## INSTRUCTIONS TO FOLLOW:
Please filter the listing for the string "back" and copy each matching line.

## SOURCE DATA:

"""

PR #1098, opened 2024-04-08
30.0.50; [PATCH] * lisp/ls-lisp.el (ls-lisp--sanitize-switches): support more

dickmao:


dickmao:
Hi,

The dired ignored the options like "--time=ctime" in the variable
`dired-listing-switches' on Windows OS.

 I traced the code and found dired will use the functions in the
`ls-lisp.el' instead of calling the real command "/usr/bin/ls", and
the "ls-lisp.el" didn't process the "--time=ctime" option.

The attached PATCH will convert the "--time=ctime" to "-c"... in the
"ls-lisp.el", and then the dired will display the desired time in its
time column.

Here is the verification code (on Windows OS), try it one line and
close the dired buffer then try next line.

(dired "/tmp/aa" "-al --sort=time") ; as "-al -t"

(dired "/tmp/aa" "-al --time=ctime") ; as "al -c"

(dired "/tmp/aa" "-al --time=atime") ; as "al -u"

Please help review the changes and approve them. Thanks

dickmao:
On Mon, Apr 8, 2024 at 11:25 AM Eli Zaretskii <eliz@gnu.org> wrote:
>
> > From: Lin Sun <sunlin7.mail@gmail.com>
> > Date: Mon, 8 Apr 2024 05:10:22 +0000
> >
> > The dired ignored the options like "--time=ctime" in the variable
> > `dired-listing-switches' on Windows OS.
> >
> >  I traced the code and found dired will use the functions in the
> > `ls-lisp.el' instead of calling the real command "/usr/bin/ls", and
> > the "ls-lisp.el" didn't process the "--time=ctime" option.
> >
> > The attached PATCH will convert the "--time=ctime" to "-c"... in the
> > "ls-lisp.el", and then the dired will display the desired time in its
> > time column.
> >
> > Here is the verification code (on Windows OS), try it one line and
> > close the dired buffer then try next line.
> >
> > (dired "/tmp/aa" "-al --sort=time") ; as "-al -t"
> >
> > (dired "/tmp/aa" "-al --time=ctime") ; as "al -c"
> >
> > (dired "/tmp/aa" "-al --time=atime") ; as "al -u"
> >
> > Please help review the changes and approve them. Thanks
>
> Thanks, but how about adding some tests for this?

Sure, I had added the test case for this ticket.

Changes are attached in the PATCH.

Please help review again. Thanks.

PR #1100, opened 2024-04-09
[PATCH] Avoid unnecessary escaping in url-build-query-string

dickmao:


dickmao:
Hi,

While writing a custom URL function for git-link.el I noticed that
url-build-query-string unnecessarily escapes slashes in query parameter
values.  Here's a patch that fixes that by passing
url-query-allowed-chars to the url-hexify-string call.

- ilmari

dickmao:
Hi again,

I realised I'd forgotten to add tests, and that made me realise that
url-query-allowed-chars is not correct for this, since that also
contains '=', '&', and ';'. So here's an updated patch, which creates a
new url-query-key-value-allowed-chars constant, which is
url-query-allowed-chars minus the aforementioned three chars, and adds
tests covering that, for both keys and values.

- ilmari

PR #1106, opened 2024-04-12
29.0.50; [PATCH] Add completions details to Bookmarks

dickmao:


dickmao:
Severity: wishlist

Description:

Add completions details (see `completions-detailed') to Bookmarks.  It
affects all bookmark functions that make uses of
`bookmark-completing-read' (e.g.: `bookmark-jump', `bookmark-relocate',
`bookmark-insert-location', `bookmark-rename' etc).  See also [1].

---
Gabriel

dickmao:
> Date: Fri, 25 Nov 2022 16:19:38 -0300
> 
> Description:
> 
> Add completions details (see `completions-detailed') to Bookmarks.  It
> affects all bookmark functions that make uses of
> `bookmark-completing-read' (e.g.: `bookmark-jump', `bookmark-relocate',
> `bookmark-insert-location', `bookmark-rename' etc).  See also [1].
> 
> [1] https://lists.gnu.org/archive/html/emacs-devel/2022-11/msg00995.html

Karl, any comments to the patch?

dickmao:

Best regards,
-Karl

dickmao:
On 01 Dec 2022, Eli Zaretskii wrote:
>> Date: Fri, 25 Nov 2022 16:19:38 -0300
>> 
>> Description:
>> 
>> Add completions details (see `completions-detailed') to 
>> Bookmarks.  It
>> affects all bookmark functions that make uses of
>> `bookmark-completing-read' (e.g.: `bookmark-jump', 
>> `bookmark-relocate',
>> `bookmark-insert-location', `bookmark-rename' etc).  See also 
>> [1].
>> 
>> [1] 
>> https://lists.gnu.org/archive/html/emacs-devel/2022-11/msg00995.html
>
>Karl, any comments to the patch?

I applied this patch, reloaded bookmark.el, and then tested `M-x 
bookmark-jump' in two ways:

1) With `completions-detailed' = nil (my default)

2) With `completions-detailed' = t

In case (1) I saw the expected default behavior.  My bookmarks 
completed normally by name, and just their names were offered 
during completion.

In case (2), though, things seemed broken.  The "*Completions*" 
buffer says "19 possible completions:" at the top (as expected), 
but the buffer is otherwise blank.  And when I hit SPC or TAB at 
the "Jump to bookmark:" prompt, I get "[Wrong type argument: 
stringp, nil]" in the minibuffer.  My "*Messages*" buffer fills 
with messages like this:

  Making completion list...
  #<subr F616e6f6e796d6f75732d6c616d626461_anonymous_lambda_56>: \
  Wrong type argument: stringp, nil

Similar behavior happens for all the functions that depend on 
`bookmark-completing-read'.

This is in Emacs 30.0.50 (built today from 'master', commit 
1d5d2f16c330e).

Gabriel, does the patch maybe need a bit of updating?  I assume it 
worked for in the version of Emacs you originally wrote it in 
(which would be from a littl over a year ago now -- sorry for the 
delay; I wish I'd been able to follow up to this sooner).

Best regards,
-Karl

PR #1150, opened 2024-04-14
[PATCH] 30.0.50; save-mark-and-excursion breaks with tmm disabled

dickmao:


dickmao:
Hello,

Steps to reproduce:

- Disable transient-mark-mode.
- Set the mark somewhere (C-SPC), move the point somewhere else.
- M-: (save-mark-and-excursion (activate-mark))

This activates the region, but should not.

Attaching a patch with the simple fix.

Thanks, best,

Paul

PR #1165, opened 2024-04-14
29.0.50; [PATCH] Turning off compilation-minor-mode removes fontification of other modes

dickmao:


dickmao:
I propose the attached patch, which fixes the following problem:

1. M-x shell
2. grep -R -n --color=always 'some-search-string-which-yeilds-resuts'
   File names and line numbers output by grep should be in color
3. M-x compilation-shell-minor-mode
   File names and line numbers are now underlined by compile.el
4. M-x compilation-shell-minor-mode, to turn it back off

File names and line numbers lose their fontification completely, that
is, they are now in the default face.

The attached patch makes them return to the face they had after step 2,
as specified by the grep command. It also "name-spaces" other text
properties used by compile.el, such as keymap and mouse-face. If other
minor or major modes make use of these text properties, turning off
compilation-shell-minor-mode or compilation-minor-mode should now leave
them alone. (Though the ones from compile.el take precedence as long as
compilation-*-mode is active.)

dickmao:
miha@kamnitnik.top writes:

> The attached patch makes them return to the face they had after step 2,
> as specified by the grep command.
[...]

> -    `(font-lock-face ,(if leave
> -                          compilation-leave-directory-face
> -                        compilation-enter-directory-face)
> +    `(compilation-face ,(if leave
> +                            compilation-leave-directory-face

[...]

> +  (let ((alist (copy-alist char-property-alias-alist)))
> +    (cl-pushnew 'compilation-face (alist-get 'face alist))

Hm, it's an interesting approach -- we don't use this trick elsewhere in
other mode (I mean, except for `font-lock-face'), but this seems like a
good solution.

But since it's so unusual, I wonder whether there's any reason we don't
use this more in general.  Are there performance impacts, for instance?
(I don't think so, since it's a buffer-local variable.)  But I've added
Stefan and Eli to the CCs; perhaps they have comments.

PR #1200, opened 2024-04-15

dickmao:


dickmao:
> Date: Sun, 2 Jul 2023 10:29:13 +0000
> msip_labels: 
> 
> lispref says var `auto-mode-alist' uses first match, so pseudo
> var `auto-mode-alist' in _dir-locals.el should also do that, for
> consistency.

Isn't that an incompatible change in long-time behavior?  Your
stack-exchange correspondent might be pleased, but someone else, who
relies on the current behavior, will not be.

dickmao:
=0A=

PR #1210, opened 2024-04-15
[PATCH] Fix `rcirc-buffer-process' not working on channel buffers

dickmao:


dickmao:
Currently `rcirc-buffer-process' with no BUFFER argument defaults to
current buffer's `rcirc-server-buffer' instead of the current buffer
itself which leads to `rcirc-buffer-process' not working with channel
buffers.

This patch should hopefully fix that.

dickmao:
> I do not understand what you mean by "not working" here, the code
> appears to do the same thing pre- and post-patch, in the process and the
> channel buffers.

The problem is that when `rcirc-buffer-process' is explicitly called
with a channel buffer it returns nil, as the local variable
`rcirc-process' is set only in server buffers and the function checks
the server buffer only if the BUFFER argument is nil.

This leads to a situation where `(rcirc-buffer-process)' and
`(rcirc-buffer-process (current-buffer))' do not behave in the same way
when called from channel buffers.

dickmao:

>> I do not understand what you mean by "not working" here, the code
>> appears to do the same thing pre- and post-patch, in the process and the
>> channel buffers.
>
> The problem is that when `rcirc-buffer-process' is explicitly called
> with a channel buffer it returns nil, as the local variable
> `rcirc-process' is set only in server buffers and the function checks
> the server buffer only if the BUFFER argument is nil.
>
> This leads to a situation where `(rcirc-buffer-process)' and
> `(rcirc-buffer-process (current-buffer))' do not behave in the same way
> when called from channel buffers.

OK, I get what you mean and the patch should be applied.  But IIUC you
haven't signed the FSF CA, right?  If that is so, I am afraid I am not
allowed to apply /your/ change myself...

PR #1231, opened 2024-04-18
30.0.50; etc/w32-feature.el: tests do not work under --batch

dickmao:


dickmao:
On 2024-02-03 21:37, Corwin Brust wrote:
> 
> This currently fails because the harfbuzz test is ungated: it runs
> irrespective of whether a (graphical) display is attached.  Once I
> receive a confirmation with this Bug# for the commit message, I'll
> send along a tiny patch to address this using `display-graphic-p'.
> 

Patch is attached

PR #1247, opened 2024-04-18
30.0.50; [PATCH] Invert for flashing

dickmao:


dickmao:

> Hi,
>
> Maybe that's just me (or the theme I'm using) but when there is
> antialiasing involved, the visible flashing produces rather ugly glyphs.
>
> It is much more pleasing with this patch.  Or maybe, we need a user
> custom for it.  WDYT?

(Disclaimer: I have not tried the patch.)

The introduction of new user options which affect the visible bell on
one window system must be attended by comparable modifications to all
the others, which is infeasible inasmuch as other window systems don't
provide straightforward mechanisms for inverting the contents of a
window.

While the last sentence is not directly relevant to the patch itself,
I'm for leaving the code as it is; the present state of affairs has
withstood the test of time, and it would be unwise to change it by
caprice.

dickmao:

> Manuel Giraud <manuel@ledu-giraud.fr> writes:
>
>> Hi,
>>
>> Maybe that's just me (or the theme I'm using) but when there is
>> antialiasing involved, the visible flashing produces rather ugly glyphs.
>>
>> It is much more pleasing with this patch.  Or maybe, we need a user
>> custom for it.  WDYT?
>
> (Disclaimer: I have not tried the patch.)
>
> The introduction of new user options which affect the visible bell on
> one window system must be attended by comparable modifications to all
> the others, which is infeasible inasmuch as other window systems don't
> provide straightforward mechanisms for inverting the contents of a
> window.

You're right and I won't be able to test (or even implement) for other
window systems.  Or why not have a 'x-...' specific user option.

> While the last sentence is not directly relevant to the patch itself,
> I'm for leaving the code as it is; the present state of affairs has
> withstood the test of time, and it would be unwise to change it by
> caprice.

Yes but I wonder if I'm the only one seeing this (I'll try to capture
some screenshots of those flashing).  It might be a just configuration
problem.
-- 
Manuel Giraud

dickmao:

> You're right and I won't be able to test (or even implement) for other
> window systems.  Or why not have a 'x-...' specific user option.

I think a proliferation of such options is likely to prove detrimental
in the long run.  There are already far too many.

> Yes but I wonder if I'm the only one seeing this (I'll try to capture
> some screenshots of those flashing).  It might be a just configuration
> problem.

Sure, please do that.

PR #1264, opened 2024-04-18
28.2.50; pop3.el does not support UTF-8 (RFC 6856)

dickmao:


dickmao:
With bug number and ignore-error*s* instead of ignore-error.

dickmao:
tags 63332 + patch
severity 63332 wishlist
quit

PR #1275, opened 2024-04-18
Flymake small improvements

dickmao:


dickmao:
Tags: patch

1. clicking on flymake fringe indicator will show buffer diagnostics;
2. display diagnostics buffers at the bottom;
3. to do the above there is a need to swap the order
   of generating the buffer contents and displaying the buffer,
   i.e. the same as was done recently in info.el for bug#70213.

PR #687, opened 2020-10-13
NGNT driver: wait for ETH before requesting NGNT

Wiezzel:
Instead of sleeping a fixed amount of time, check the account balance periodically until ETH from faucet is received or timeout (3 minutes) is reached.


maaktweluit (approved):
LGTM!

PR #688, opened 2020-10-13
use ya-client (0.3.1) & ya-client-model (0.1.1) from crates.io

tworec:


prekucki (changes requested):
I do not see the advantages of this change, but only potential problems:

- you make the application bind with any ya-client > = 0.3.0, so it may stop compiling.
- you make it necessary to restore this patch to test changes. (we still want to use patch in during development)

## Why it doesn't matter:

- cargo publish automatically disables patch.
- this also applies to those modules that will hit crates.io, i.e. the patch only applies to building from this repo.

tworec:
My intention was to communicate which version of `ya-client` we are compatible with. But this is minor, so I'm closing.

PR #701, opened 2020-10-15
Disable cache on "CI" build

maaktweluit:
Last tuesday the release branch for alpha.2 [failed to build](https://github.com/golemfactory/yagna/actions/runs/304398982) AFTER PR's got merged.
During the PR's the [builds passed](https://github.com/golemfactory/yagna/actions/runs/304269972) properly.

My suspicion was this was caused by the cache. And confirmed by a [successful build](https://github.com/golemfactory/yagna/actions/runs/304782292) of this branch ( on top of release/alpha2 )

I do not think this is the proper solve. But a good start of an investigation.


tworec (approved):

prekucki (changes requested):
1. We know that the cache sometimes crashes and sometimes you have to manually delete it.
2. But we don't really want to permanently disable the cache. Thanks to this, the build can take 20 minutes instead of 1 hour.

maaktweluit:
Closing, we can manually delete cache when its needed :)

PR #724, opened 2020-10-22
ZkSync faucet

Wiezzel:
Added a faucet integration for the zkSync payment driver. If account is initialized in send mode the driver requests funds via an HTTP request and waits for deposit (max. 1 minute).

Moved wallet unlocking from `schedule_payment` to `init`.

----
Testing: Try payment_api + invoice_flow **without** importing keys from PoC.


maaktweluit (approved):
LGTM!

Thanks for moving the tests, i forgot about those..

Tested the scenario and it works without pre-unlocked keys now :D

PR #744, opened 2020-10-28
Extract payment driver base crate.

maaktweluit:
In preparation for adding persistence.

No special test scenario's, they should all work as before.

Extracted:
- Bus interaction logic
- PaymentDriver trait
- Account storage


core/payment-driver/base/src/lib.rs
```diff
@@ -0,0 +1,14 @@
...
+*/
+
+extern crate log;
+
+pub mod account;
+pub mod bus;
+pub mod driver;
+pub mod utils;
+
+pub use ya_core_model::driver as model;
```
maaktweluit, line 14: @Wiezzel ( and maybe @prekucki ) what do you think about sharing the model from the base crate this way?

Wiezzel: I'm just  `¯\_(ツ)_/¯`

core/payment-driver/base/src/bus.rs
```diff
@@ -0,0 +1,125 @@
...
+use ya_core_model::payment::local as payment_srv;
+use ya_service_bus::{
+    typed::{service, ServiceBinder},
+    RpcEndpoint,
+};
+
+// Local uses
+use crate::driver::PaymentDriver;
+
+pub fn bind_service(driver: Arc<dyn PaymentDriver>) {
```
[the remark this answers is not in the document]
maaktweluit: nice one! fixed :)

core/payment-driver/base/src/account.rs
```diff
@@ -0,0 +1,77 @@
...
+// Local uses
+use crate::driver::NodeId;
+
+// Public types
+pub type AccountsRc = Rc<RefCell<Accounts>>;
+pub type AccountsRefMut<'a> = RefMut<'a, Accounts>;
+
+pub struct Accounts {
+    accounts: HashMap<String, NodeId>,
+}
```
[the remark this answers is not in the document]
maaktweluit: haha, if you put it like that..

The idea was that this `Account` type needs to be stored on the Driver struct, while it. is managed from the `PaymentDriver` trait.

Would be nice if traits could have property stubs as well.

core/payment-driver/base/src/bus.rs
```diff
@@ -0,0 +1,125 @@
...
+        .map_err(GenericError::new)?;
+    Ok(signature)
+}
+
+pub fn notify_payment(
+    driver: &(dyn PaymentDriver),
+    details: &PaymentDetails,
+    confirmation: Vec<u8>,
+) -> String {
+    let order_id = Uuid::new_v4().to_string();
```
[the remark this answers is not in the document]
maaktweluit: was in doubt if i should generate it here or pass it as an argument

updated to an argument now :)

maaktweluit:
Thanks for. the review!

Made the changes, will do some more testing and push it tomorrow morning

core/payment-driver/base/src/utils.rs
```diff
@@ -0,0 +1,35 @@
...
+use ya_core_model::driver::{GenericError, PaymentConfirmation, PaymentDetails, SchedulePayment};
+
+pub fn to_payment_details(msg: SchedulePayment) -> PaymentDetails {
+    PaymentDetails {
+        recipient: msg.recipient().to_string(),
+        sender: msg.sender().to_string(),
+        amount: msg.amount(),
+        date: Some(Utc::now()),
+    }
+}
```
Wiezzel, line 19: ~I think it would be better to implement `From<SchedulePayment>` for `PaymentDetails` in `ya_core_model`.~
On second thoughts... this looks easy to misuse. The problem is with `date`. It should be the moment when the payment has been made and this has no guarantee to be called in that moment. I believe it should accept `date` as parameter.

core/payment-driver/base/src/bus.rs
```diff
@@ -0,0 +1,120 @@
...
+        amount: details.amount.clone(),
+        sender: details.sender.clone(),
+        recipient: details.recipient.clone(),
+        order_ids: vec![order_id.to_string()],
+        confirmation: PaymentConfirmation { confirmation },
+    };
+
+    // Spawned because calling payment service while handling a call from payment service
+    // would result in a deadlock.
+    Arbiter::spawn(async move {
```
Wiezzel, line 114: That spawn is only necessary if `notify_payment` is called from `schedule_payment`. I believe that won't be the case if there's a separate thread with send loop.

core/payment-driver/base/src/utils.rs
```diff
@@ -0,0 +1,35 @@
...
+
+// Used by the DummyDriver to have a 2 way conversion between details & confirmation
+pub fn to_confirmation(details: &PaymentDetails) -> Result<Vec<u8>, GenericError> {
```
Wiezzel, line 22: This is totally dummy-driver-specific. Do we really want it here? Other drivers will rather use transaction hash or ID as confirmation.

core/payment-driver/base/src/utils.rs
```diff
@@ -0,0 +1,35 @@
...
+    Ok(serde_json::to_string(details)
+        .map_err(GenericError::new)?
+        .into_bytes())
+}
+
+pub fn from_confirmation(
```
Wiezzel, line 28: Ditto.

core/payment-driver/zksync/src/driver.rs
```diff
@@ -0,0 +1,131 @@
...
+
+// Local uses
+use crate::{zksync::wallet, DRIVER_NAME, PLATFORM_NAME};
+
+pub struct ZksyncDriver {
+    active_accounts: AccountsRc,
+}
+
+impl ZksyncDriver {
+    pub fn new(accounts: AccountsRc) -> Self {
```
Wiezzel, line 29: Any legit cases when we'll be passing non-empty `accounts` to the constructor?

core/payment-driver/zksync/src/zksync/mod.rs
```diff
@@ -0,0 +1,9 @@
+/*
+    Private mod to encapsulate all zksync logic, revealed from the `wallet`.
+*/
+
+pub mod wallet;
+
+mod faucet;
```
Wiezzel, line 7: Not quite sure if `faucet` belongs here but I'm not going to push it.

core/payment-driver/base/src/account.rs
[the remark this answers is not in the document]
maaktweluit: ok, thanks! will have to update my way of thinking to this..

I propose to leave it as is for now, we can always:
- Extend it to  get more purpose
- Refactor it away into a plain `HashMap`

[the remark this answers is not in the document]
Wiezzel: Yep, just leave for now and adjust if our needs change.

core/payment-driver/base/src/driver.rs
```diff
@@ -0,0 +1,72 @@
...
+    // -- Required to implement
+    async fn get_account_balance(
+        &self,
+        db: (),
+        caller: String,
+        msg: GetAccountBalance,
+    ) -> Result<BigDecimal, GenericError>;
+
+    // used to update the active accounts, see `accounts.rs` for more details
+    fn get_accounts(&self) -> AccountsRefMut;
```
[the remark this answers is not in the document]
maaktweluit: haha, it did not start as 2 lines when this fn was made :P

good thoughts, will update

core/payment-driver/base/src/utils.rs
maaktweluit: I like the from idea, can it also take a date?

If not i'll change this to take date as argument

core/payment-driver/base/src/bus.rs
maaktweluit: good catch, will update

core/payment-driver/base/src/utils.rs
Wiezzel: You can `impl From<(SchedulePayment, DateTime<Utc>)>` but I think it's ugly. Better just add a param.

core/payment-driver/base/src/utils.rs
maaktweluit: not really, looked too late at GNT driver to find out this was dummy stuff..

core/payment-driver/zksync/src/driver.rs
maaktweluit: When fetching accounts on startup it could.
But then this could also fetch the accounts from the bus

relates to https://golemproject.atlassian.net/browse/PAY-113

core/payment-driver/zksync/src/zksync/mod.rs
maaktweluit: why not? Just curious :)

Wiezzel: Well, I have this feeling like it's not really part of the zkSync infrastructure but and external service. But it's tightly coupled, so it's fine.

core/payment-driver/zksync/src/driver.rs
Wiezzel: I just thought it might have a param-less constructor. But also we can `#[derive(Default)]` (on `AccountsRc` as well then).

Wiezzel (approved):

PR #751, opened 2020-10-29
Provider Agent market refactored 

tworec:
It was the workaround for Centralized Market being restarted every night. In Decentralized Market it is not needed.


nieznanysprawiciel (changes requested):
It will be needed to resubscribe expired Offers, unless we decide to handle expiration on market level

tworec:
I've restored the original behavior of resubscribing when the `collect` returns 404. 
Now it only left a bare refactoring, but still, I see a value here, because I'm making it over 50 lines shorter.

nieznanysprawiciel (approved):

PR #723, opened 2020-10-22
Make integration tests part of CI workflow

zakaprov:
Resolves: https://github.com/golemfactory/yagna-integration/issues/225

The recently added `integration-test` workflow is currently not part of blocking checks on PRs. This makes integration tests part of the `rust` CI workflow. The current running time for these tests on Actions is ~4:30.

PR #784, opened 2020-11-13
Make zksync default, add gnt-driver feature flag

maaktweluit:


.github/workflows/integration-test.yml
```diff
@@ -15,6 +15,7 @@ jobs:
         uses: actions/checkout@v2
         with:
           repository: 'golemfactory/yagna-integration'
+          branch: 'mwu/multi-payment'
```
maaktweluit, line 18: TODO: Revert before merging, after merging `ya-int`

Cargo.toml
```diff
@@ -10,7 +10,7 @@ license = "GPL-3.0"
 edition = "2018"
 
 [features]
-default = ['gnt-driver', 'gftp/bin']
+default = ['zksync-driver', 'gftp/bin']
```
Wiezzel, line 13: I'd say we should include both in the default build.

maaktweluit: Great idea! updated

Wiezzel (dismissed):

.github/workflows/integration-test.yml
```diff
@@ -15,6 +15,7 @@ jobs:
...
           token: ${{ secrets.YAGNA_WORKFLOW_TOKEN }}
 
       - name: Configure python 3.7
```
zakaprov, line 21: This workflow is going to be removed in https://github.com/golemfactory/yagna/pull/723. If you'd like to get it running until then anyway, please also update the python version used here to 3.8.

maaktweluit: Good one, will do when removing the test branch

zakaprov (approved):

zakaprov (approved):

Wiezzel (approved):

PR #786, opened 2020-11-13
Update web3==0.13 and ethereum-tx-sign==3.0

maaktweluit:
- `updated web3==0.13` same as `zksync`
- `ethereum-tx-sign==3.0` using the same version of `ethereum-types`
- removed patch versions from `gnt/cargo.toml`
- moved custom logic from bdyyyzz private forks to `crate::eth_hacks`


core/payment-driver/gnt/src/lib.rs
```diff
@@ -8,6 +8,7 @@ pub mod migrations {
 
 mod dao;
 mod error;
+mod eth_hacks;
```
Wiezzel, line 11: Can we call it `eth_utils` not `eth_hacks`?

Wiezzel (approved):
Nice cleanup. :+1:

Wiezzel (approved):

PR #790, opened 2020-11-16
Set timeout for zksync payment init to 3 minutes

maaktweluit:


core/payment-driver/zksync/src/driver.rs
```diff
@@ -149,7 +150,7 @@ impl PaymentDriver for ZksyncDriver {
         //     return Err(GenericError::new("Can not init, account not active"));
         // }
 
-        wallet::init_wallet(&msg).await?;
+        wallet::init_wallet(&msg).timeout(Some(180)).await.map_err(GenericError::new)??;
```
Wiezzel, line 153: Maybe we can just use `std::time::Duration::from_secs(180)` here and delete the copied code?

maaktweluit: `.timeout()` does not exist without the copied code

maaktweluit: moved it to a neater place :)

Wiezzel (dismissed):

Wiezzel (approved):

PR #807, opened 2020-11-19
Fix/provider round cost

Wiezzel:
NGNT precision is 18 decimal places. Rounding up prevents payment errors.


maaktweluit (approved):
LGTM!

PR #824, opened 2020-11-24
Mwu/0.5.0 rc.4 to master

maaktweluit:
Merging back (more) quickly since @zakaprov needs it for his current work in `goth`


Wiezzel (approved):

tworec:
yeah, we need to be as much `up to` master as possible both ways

"""

## TASK SOLUTION:
4. M-x compilation-shell-minor-mode, to turn it back off
Merging back (more) quickly since @zakaprov needs it for his current work in `goth`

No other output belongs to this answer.